§ Goal of the exercise
Reproduce all of the data that follows, character for character.

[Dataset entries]
════

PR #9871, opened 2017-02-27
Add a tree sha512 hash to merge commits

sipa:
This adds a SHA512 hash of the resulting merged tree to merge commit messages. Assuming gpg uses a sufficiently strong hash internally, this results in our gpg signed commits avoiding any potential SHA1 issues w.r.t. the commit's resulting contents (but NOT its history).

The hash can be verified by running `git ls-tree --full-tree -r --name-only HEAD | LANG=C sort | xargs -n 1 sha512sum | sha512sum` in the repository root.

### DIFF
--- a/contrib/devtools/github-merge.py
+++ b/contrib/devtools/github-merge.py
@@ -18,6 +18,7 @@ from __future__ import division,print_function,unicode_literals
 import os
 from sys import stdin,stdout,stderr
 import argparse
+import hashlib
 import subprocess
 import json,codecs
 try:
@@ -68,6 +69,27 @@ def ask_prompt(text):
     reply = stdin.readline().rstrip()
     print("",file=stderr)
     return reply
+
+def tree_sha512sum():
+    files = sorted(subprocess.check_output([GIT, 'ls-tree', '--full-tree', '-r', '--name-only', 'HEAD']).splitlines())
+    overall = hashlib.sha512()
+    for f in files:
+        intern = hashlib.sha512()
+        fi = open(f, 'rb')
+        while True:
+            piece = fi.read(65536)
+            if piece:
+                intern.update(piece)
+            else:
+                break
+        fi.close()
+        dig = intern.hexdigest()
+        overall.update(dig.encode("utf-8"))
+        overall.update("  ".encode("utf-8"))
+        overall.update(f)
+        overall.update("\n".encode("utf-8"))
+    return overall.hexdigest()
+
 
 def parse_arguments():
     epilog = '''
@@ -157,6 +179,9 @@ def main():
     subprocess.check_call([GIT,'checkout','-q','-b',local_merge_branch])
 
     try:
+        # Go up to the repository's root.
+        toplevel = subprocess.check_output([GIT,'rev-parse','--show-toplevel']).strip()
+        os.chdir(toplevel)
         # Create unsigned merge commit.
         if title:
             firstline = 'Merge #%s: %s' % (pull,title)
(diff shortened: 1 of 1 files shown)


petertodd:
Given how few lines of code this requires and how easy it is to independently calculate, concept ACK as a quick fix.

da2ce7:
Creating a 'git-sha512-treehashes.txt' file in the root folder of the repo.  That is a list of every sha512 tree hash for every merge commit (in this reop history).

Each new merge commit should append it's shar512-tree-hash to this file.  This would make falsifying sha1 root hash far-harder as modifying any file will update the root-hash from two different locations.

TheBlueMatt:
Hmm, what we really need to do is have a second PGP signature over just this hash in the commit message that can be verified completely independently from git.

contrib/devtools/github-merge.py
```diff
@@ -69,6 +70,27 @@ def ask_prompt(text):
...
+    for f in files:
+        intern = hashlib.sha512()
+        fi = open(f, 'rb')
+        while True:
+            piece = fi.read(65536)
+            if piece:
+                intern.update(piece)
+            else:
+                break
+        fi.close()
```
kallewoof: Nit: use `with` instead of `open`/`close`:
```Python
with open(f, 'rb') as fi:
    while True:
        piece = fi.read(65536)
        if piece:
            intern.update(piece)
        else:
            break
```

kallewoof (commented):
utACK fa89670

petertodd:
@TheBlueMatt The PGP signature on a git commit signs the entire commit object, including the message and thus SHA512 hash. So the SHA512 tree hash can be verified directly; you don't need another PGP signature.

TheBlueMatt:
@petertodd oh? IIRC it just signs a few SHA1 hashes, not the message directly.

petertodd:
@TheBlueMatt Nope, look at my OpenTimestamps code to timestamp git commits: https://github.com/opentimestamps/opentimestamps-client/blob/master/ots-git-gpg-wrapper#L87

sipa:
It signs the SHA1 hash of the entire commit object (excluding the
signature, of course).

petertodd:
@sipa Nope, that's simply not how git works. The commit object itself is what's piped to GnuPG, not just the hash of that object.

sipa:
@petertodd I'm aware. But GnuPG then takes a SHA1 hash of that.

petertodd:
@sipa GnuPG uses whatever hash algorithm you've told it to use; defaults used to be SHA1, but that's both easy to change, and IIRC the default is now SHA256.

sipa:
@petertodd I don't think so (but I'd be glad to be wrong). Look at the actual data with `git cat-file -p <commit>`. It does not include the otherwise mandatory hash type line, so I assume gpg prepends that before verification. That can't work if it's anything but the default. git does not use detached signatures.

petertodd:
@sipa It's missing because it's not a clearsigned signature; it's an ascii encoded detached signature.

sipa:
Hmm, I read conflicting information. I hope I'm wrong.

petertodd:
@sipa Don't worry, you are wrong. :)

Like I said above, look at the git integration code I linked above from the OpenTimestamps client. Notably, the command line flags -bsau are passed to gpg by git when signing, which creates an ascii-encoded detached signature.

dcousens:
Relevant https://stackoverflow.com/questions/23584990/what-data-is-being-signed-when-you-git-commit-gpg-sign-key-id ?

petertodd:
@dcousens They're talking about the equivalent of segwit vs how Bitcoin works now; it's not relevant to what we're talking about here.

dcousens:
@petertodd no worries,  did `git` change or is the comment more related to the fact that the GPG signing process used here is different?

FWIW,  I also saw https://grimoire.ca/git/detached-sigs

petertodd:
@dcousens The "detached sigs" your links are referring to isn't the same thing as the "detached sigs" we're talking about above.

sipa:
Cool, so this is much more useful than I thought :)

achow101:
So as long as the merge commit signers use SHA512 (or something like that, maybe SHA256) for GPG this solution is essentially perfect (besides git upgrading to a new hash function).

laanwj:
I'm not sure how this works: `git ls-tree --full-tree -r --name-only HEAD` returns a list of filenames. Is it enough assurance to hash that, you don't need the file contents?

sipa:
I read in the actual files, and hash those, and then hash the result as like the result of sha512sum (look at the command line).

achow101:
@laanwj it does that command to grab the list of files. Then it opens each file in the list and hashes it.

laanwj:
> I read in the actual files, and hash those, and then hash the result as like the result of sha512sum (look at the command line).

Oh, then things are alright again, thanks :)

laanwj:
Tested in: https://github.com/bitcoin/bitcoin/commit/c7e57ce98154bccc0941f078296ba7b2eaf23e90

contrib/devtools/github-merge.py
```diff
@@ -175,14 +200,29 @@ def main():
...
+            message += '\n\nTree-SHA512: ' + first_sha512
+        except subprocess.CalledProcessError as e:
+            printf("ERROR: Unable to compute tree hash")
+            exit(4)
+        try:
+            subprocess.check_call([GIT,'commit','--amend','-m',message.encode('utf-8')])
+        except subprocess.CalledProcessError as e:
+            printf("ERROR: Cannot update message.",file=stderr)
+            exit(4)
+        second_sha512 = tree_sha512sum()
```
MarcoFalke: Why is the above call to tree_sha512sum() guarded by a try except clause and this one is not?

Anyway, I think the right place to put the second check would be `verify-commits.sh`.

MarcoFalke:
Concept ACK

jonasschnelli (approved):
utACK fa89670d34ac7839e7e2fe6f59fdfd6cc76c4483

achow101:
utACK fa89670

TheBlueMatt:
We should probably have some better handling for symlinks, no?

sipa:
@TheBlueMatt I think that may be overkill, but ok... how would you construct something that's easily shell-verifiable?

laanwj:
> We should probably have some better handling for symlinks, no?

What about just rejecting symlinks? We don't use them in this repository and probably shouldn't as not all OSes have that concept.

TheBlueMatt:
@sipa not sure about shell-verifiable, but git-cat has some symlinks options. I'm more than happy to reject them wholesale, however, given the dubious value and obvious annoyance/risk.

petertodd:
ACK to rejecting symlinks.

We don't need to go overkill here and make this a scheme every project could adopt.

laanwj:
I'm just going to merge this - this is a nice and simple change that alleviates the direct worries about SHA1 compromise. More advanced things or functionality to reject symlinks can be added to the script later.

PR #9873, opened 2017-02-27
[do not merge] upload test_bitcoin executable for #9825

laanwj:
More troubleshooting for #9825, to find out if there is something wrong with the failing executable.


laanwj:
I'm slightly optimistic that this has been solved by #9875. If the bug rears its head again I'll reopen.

════

§ Written response
PR #9871, opened 2017-02-27
Add a tree sha512 hash to merge commits

sipa:
This adds a SHA512 hash of the resulting merged tree to merge commit messages. Assuming gpg uses a sufficiently strong hash internally, this results in our gpg signed commits avoiding any potential SHA1 issues w.r.t. the commit's resulting contents (but NOT its history).

The hash can be verified by running `git ls-tree --full-tree -r --name-only HEAD | LANG=C sort | xargs -n 1 sha512sum | sha512sum` in the repository root.

### DIFF
--- a/contrib/devtools/github-merge.py
+++ b/contrib/devtools/github-merge.py
@@ -18,6 +18,7 @@ from __future__ import division,print_function,unicode_literals
 import os
 from sys import stdin,stdout,stderr
 import argparse
+import hashlib
 import subprocess
 import json,codecs
 try:
@@ -68,6 +69,27 @@ def ask_prompt(text):
     reply = stdin.readline().rstrip()
     print("",file=stderr)
     return reply
+
+def tree_sha512sum():
+    files = sorted(subprocess.check_output([GIT, 'ls-tree', '--full-tree', '-r', '--name-only', 'HEAD']).splitlines())
+    overall = hashlib.sha512()
+    for f in files:
+        intern = hashlib.sha512()
+        fi = open(f, 'rb')
+        while True:
+            piece = fi.read(65536)
+            if piece:
+                intern.update(piece)
+            else:
+                break
+        fi.close()
+        dig = intern.hexdigest()
+        overall.update(dig.encode("utf-8"))
+        overall.update("  ".encode("utf-8"))
+        overall.update(f)
+        overall.update("\n".encode("utf-8"))
+    return overall.hexdigest()
+
 
 def parse_arguments():
     epilog = '''
@@ -157,6 +179,9 @@ def main():
     subprocess.check_call([GIT,'checkout','-q','-b',local_merge_branch])
 
     try:
+        # Go up to the repository's root.
+        toplevel = subprocess.check_output([GIT,'rev-parse','--show-toplevel']).strip()
+        os.chdir(toplevel)
         # Create unsigned merge commit.
         if title:
             firstline = 'Merge #%s: %s' % (pull,title)
(diff shortened: 1 of 1 files shown)


petertodd:
Given how few lines of code this requires and how easy it is to independently calculate, concept ACK as a quick fix.

da2ce7:
Creating a 'git-sha512-treehashes.txt' file in the root folder of the repo.  That is a list of every sha512 tree hash for every merge commit (in this reop history).

Each new merge commit should append it's shar512-tree-hash to this file.  This would make falsifying sha1 root hash far-harder as modifying any file will update the root-hash from two different locations.

TheBlueMatt:
Hmm, what we really need to do is have a second PGP signature over just this hash in the commit message that can be verified completely independently from git.

contrib/devtools/github-merge.py
```diff
@@ -69,6 +70,27 @@ def ask_prompt(text):
...
+    for f in files:
+        intern = hashlib.sha512()
+        fi = open(f, 'rb')
+        while True:
+            piece = fi.read(65536)
+            if piece:
+                intern.update(piece)
+            else:
+                break
+        fi.close()
```
kallewoof: Nit: use `with` instead of `open`/`close`:
```Python
with open(f, 'rb') as fi:
    while True:
        piece = fi.read(65536)
        if piece:
            intern.update(piece)
        else:
            break
```

kallewoof (commented):
utACK fa89670

petertodd:
@TheBlueMatt The PGP signature on a git commit signs the entire commit object, including the message and thus SHA512 hash. So the SHA512 tree hash can be verified directly; you don't need another PGP signature.

TheBlueMatt:
@petertodd oh? IIRC it just signs a few SHA1 hashes, not the message directly.

petertodd:
@TheBlueMatt Nope, look at my OpenTimestamps code to timestamp git commits: https://github.com/opentimestamps/opentimestamps-client/blob/master/ots-git-gpg-wrapper#L87

sipa:
It signs the SHA1 hash of the entire commit object (excluding the
signature, of course).

petertodd:
@sipa Nope, that's simply not how git works. The commit object itself is what's piped to GnuPG, not just the hash of that object.

sipa:
@petertodd I'm aware. But GnuPG then takes a SHA1 hash of that.

petertodd:
@sipa GnuPG uses whatever hash algorithm you've told it to use; defaults used to be SHA1, but that's both easy to change, and IIRC the default is now SHA256.

sipa:
@petertodd I don't think so (but I'd be glad to be wrong). Look at the actual data with `git cat-file -p <commit>`. It does not include the otherwise mandatory hash type line, so I assume gpg prepends that before verification. That can't work if it's anything but the default. git does not use detached signatures.

petertodd:
@sipa It's missing because it's not a clearsigned signature; it's an ascii encoded detached signature.

sipa:
Hmm, I read conflicting information. I hope I'm wrong.

petertodd:
@sipa Don't worry, you are wrong. :)

Like I said above, look at the git integration code I linked above from the OpenTimestamps client. Notably, the command line flags -bsau are passed to gpg by git when signing, which creates an ascii-encoded detached signature.

dcousens:
Relevant https://stackoverflow.com/questions/23584990/what-data-is-being-signed-when-you-git-commit-gpg-sign-key-id ?

petertodd:
@dcousens They're talking about the equivalent of segwit vs how Bitcoin works now; it's not relevant to what we're talking about here.

dcousens:
@petertodd no worries,  did `git` change or is the comment more related to the fact that the GPG signing process used here is different?

FWIW,  I also saw https://grimoire.ca/git/detached-sigs

petertodd:
@dcousens The "detached sigs" your links are referring to isn't the same thing as the "detached sigs" we're talking about above.

sipa:
Cool, so this is much more useful than I thought :)

achow101:
So as long as the merge commit signers use SHA512 (or something like that, maybe SHA256) for GPG this solution is essentially perfect (besides git upgrading to a new hash function).

laanwj:
I'm not sure how this works: `git ls-tree --full-tree -r --name-only HEAD` returns a list of filenames. Is it enough assurance to hash that, you don't need the file contents?

sipa:
I read in the actual files, and hash those, and then hash the result as like the result of sha512sum (look at the command line).

achow101:
@laanwj it does that command to grab the list of files. Then it opens each file in the list and hashes it.

laanwj:
> I read in the actual files, and hash those, and then hash the result as like the result of sha512sum (look at the command line).

Oh, then things are alright again, thanks :)

laanwj:
Tested in: https://github.com/bitcoin/bitcoin/commit/c7e57ce98154bccc0941f078296ba7b2eaf23e90

contrib/devtools/github-merge.py
```diff
@@ -175,14 +200,29 @@ def main():
...
+            message += '\n\nTree-SHA512: ' + first_sha512
+        except subprocess.CalledProcessError as e:
+            printf("ERROR: Unable to compute tree hash")
+            exit(4)
+        try:
+            subprocess.check_call([GIT,'commit','--amend','-m',message.encode('utf-8')])
+        except subprocess.CalledProcessError as e:
+            printf("ERROR: Cannot update message.",file=stderr)
+            exit(4)
+        second_sha512 = tree_sha512sum()
```
MarcoFalke: Why is the above call to tree_sha512sum() guarded by a try except clause and this one is not?

Anyway, I think the right place to put the second check would be `verify-commits.sh`.

MarcoFalke:
Concept ACK

jonasschnelli (approved):
utACK fa89670d34ac7839e7e2fe6f59fdfd6cc76c4483

achow101:
utACK fa89670

TheBlueMatt:
We should probably have some better handling for symlinks, no?

sipa:
@TheBlueMatt I think that may be overkill, but ok... how would you construct something that's easily shell-verifiable?

laanwj:
> We should probably have some better handling for symlinks, no?

What about just rejecting symlinks? We don't use them in this repository and probably shouldn't as not all OSes have that concept.

TheBlueMatt:
@sipa not sure about shell-verifiable, but git-cat has some symlinks options. I'm more than happy to reject them wholesale, however, given the dubious value and obvious annoyance/risk.

petertodd:
ACK to rejecting symlinks.

We don't need to go overkill here and make this a scheme every project could adopt.

laanwj:
I'm just going to merge this - this is a nice and simple change that alleviates the direct worries about SHA1 compromise. More advanced things or functionality to reject symlinks can be added to the script later.

PR #9873, opened 2017-02-27
[do not merge] upload test_bitcoin executable for #9825

laanwj:
More troubleshooting for #9825, to find out if there is something wrong with the failing executable.


laanwj:
I'm slightly optimistic that this has been solved by #9875. If the bug rears its head again I'll reopen.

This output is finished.